Kejadianya berawal ketika Admari dan Badriyah istrinya ditawari Yanti untuk bekerja di Malaysia, dengan janji mendapatkan gaji yang besar.
Untuk bisa bekerja di Malaysia, mereka diwajibkan mempunyai paspor. Admari dan Badriyah istrinya bersedia mengurus paspor melalui mereka (Yanti), walaupun dengan biaya yang tidak sedikit. Akhirnya Admari dan istrinya di ajak Yanti datang ke Kantor Imigrasi (Kanim) Kelas I Tanjung Perak.

Ketika pertama kali datang ke Kanim Tanjung Perak untuk urus paspor, Admari dan Badriyah ditolak petugas karena dokumennya tidak lengkap. Tetapi Yanti menawari mereka (Admari dan Istri) agar mau membayar 10 juta rupiah supaya pengurusan paspornya lancar. Setelah menerima uang 10 juta rupiah dari Admari, Yanti memberikan uangnya ke Pandi (warga Malaysia) yang saat itu langsung menelpon petugas Imigrasi. Tidak begitu lama akhirnya Admari dan istrinya diperbolehkan masuk untuk tetap melanjutkan pengurusan paspor oleh petugas. Walaupun saat itu Admari dan istrinya belum melengkapi kekurangan dokumen pengurusan paspor.

Hari itu juga paspor jadi dan Admari beserta istrinya akhirnya bisa berangkat bekerja di Malaysia. (Bagaimana Admari dan istrinya bisa menjadi korban perdagangan manusia, akan kita kita ulas dalam bagian lain).

Sekarang akan kita bahas bagaimana dugaan pengurusan paspor bisa melalui calo. Walaupun dokumen tidak lengkap, pengurusan paspor melalui calo bisa lancar tanpa hambatan.

 

Tim investigasi Media DERAP Nasional mendatangi Kantor Imigrasi Tanjung Perak yang beralamat di Jl. Raya Darmo Satelit No 21 Tandes Kidul Surabaya untuk mengklarifikasi tentang percaloan yang terjadi.

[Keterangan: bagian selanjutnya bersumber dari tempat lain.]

PR #2143, opened 2022-08-25
Honor channel capacity update on change

### LINKED ISSUE #2142: Update the ChannelBroker state capacity on end-user change
The UI changes the channel settings, but not the channel broker state.

Present in [b3c36903](https://github.com/instedd/surveda/commit/b3c36903)

Step to reproduce the bug:

1. Launch Survey A using Channel A. The current Channel A capacity is X. X is honored.
2. Modify the Channel A capacity. Set capacity Y. 
3. Launch Survey B using Channel A. The old X capacity is honored.

Expected behavior:

1. Launch Survey A using Channel A. The current Channel A capacity is X. X is honored.
2. Modify the Channel A capacity. Set capacity Y. 
3. Launch Survey B using Channel A. The new Y capacity is honored.

---

The above are just some arbitrary steps to reproduce the bug. There's no need to have different surveys running to reproduce it. If the channel is active, then the capacity won't be honored just after modifying it. It will eventually happen when the ChannelBroker process is started from scratch.

aeatencio:
Fix #2142

### DIFF
--- a/lib/ask/runtime/channel_broker.ex
+++ b/lib/ask/runtime/channel_broker.ex
@@ -84,6 +84,13 @@ defmodule Ask.Runtime.ChannelBroker do
     check_status(0, respondent, respondent_state, provider)
   end
 
+  def on_channel_settings_change(channel_id, settings) do
+    call_gen_server(
+      channel_id,
+      {:on_channel_settings_change, settings}
+    )
+  end
+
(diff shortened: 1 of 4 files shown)


ysbaddaden (approved):

diegoliberman:
@aeatencio this can be merged, right?

PR #2160, opened 2022-10-10
Fix: can't import huge CSV of respondents

ysbaddaden:
Only fixes the initial load of respondents for a Survey using a CSV of phone numbers.

The following situations will still fail:
- loading a CSV of respondents (not phone numbers).
- adding the CSV of phone numbers twice (import once then add again).

### DIFF
--- a/lib/ask/runtime/respondent_group_action.ex
+++ b/lib/ask/runtime/respondent_group_action.ex
@@ -126,12 +126,28 @@ defmodule Ask.Runtime.RespondentGroupAction do
       |> Enum.chunk_every(64_000)
       |> Enum.flat_map(process_batch)
 
-    # And then remove them from phone_numbers (because they are duplicates)
-    # (no easier way to do this, plus we expect `existing_numbers` to
-    # be empty or near empty)
-    Enum.reject(phone_numbers, fn num ->
-      Respondent.canonicalize_phone_number(num) in existing_numbers
-    end)
+    if Enum.empty?(existing_numbers) do
+      # no duplicates
+      phone_numbers
+    else
+      # And then remove them from phone_numbers (because they are duplicates)
+
+      # the following is basically doing this, but optimized (to handle large
+      # lists of respondents):
+      # Enum.reject(phone_numbers, fn num ->
+      #   Respondent.canonicalize_phone_number(num) in existing_numbers
+      # end)
+
+      # zip into map %{ canonical_number => phone_number }
+      zip =
+        canonical_numbers
+        |> Enum.zip(phone_numbers)
+        |> List.foldl(%{}, fn ({k, v}, zip) -> Map.put(zip, k, v) end)
+
+      existing_numbers
+      |> List.foldl(zip, fn (n, zip) -> Map.delete(zip, n) end) # remove duplicates (using canonical number)
+      |> Map.values() # return the de-duplicated list of phone numbers
+    end
   end
 
   def take_sample(loaded_entries) do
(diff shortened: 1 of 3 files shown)


lib/ask/runtime/respondent_group_action.ex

Romi Yudianto Kepala Kanim Kelas I Tanjung Perak ketika akan ditemui Tim, tidak berada di tempat. Akhirnya yang menemui Tim DERAP NASIONAL adalah Ivan Dani Kasubsi Tehnologi dan Informasi. Kepada Tim Ivan Dani mengatakan bahwa pimpinan sedang tidak ada ditempat. “Pimpinan sedang tidak ada ditempat, untuk konfirmasi saya bisa bantu menyampaikannya di Pimpinan”, ujar Ivan.

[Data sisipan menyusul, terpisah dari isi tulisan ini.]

PR #2186, opened 2023-02-10
Fix/2173 only accept int numeric answers

### LINKED ISSUE #2173: Only accept integers for numeric answers
Last year we've got some complicated answers on SMS mode.
[See thread](https://manas.slack.com/archives/C3KKQKHLG/p1667407241518149)
We realized that (for some reason) we are accepting non-integer answers for numeric steps. We are parsing the answers to make them "valid" and this is generating more problems than benefits.
We should only accept integers for numeric steps.

leandroradusky:
Close #2173.

In Elixir, 

```
iex(2)> Integer.parse("22.1")
{22, ".1"}
iex(3)> Float.parse("22.1")  
{22.1, ""}
```

Then, the methods `is_numeric_permissive` & `is_numeric` were accepting float values and passed them through. 

While before it was continuing with the survey, now:

image

**Note:** is easy to round the integer part and get it: I moved forward accepting integers strictly, and returning `false` otherwise (and not the number rounded to an integer). 

**Note 2:** this was happening only in SMS mode (it couldn't happen in phone channels ─an error is thrown upon responses containing `#` or `*`─, neither in the mobile web mode, where ─at least in the simulator─ the validation is performed well.

### DIFF
--- a/lib/ask/runtime/step.ex
+++ b/lib/ask/runtime/step.ex
@@ -279,9 +279,11 @@ defmodule Ask.Runtime.Step do
   end
 
   defp is_numeric_permissive(str, language, step) do
-    case Float.parse(String.trim(str)) do
-      {num, _} ->
-        if Float.parse(String.trim(str)) == Integer.parse(String.trim(str)) do
+    str = String.trim(str)
+
+    case Float.parse(str) do
+      {num, rest} ->
+        if Integer.parse(str) == {num, rest} do
           round(num)
         else
           false
--- a/lib/ask/runtime/step.ex
+++ b/lib/ask/runtime/step.ex
@@ -279,9 +279,13 @@ defmodule Ask.Runtime.Step do
   end
 
   defp is_numeric_permissive(str, language, step) do
-    case Integer.parse(String.trim(str)) do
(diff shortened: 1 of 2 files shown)


lib/ask/runtime/step.ex
```diff
@@ -281,10 +281,10 @@ defmodule Ask.Runtime.Step do
   defp is_numeric_permissive(str, language, step) do
     case Float.parse(String.trim(str)) do
       {num, _} ->
-        if round(num) == num do
+        if Float.parse(String.trim(str)) == Integer.parse(String.trim(str)) do
```
ysbaddaden, line 284: We can avoid calling `String.trim` and `Float.parse` twice times:

```elixir
str = String.trim(str)

case Float.parse(str) do
  {num, rest} ->
    if Integer.parse(str) == {num, rest}
```

ysbaddaden (commented):
Well found! Could you add tests in `test/ask/runtime/flow_test.exs`? There are a number of examples under `describe "numeric steps"`, but having a few tests around floats would help.

ysbaddaden (approved):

Tetapi Tim bersikukuh ingin bertemu langsung dengan Pimpinan walaupun bukan Kepala Kanim. Tim Akhirnya ditemui oleh Kepala Seksi Tehnologi dan Informasi Arief Hanafi, yang mengatakan bahwa pelayanan pengurusan paspor di Kanim Kelas I Tanjung Perak sudah dilakukan sesuai prosedur tanpa bisa melalui calo. Ketika ditanya tentang kasus Admari warga Sampang yang tertipu oleh calo dan menjadi korban perdagangan manusia, Arief mengaku tidak tahu dan pihaknya merasa sudah melakukan prosedur dengan benar.

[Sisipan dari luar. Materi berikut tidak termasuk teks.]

PR #2189, opened 2023-02-20
Fix: validate actual audio type + always transcode to MP3

### LINKED ISSUE #2175: Validate audio files in questionnaire editor
Currently the quex editor accepts any file with mp3 or wav extension. There's no validation of the file format
The wav to mp3 conversion works but without validation we usually endup having multiple issues with audio files. 
Steps:
1. Validate if the uploaded files are OK
2. Convert to mp3 if wav
3. Validate if conversion to mp3 was successful

ysbaddaden:
Relies on magic numbers to detect the actual file type of uploaded audio files, instead of relying on the file extensions (`.wav` and `.mp3`) that may be wrong. Validates the file types using the `file` command line tool, made to return the actual mime type (see `Ask.FileInfo`). Tells `sox` to identify the input file types using magic numbers (see `Ask.Sox`).

Transcodes all audio files to MP3 with a single channel at 44.1khz (even MP3 files) to make sure that the stored MP3 file is proper and not some weirdly encoded MP3 file. That should improve the portability of the audio files.

fixes #2175

### DIFF
--- a/lib/ask/audio.ex
+++ b/lib/ask/audio.ex
@@ -46,7 +46,6 @@ defmodule Ask.Audio do
 
     {%{}, types}
     |> cast(data, Map.keys(types))
-    #|> validate_change(:filename, &validate_file_type/2)
     |> validate_change(:mime_type, &validate_mime_type/2)
     |> validate_change(:size, &validate_size/2)
   end
--- a/lib/ask/audio.ex
+++ b/lib/ask/audio.ex
@@ -17,7 +17,10 @@ defmodule Ask.Audio do
     timestamps()
   end
 
+  @valid_extensions ~w(.mp3 .wav)
+  @valid_mime_types ~w(audio/mpeg audio/wave audio/wav audio/x-wav audio/x-pn-wav)
   @stored_audio_extension "mp3"
+
   def exported_audio_file_name(uuid), do: uuid <> ".#{@stored_audio_extension()}"
 
   @doc """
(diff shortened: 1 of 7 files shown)


lib/ask/audio.ex
```diff
@@ -17,7 +17,10 @@ defmodule Ask.Audio do
     timestamps()
   end
 
+  @valid_extensions ~w(.mp3 .wav)
+  @valid_mime_types ~w(audio/mpeg audio/wave audio/wav audio/x-wav audio/x-pn-wav)
```
matiasgarciaisaia, line 21: Do we care about these ones? As long as we get something that can get converted to a valid MP3, maybe we don't care what that something was?

lib/ask/file_info.ex
```diff
@@ -0,0 +1,20 @@
...
+  @doc """
+    Retrieves informations about one or multiple files, using the `file` command
+    line tool which is shipped with most linux distributions.
+  """
+  @spec get_info(Path.t() | [Path.t()]) :: %{Path.t() => String.t()}
+  def get_info(names)
+  def get_info(name) when is_binary(name), do: get_info([name])
+
+  def get_info(names) when is_list(names) do
+    {result, 0} = System.cmd("file", ["--mime-type" | names])
```
matiasgarciaisaia, line 11: I wouldn't add a dependency on yet another external tool (and parsing its output) if we are any way going to ask Sox to detect the type and convert it itself.

matiasgarciaisaia (commented):
Code looks OK. I'm hesitant about trying to detect file's MIME types, but if you still believe it's the best way - it's mergeable 👍

lib/ask/audio.ex
ysbaddaden: Yes, because there are mimetypes that `sox` doesn't support, and also because we probably don't want to support all possible audio formats.

lib/ask/file_info.ex
ysbaddaden: I noticed afterwards that we use `soxi` in specs, but it does exactly the same (relies on `libmagic`, and the `file` tool is more ubiquitous (I checked it on ubuntu/gnu and alpine/musl) and the output was identical.

ysbaddaden:
@matiasgarciaisaia Since we're dropping support for `sox` in #2190 in favor of `ffmpeg`, I replaced the use of `soxi` in AudioChecker to use `file --mime-type`.

FFmpeg will verify & validate the actual file content, but I think it still makes sense to verify it beforehand. We don't want to support whatever audio input formats.

matiasgarciaisaia (approved):
> We don't want to support whatever audio input formats.

I'm not really sure about that - what are we trying to prevent with that? Unless there's any kind of attack (I'm thinking something analog to a zip bomb) that could harm the system by allowing any extension (ie, that the accepted audio formats are not vulnerable to), it may make sense - but supporting any input format sounds nice otherwise.

Anyway, PR's good to go 👍

ysbaddaden:
@matiasgarciaisaia My concern is the future: having to support whatever audio formats as soon as someone relies on it. That may broke because we changed something on the server, like a patent issue and it's removed from Debian... having a fixed list seems preferable.

PR #2190, opened 2023-02-20
Add support for AAC audio files (ADTS, M4A, MP4)

### LINKED ISSUE #2179: Convert different audio formats to mp3
CDC has requested converting files from these formats
- mp4
- MPEG-4
- ADTS
To mp3

ysbaddaden:
Adds `ffmpeg` to add support for AAC because `sox` doesn't support this audio codec nor the associated file formats (M4A, ADTS) directly. It used to support them (through `ffmpeg` but support got broken and it was eventually removed).

We thus transcode twice: once to WAV using `ffmpeg` then to MP3 using `sox`.

closes #2179 
depends on #2189


lib/ask/sox.ex
```diff
@@ -23,7 +23,42 @@ defmodule Ask.Sox do
     end
   end
 
+  # Sox doesn't support AAC directly, we must first transcode to PCM using
+  # ffmpeg then transcode to MP3 using Sox. Maybe we could transcode to MP3
+  # directly from ffmpeg but I couldn't find the arguments to set encoding,
+  # channels or rate in ffmpeg.
```
matiasgarciaisaia, line 29: My thoughts when reading the PRs description. I guess it'd be easier to drop Sox in favour of ffmpeg? And do a single transcode.

I guess generating a mono audio with the desired bitrate/quality should be enough - I don't think we need to provide guarantees on the encoding.

matiasgarciaisaia:
```
ffmpeg -i "input_file.mp4" -ac 1 -ar 44100 -b:a 64k output_file.mp3
```

`-ac 1` is "mono", `-ar 44100` is sample rate at 44.1khz, `-b:a 64k` is 64kbps constant bitrate.

https://superuser.com/a/253470

ysbaddaden: Oooh, nice, I'll look into that!

ysbaddaden:
@matiasgarciaisaia now with ffmpeg only to transcode all input files into mono, 44.1khz but 128k CBR files which is what we use to encode to MP3 the captured audio on the frontend:

https://github.com/instedd/surveda/blob/240a9cc1ef1cb06a87988e8af897eda5fdac019f/assets/js/components/questionnaires/RecordAudio.jsx#L35-L37

matiasgarciaisaia (approved):
🚀 :shipit:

Foto : Admari korban perdagangan manusia di Malaysia

Tim menunjukkan bukti copy paspor milik Admari dan istrinya beserta copy kartu keluarga, sedangkan untuk akte kelahiran dan ijasah yang menjadi syarat pengajuan paspor, Admari tidak mempunyai. Arief menyuruh Tim untuk datang langsung menemui Kepala Unit Layanan Paspor (ULP) Gresik yang mengeluarkan paspor milik Admari dan Istrinya. “Silahkan temui saja Kepala ULP Gresik yang mengeluarkan Paspor, bukan disini”, pungkas Arief pada Tim DERAP NASIONAL.

Ketika Tim ke Kantor ULP Gresik, Kepala Kantor juga tidak berada di Tempat. Tim ditemui oleh Ishaq Adam yang mengatakan akan menghubungi Tim jika Kepala Kantor sudah ada dan bersedia ditemui. Selasa (28/05/19)

Sampai berita ini di update, pihak ULP Gresik belum menghubungi dan belum bisa dikonfirmasi.

Sebelumnya Tim juga mewawancarai Admari yang mengaku tidak mempunyai akte kelahiran sebagai syarat pengurusan paspor. “Saya akte tidak punya, makanya saya bayar mahal ke Yanti untuk bisa dapat paspor danbekerja di Malaysia”, ujar lelaki yang berprofesi sebagai tukang becak itu.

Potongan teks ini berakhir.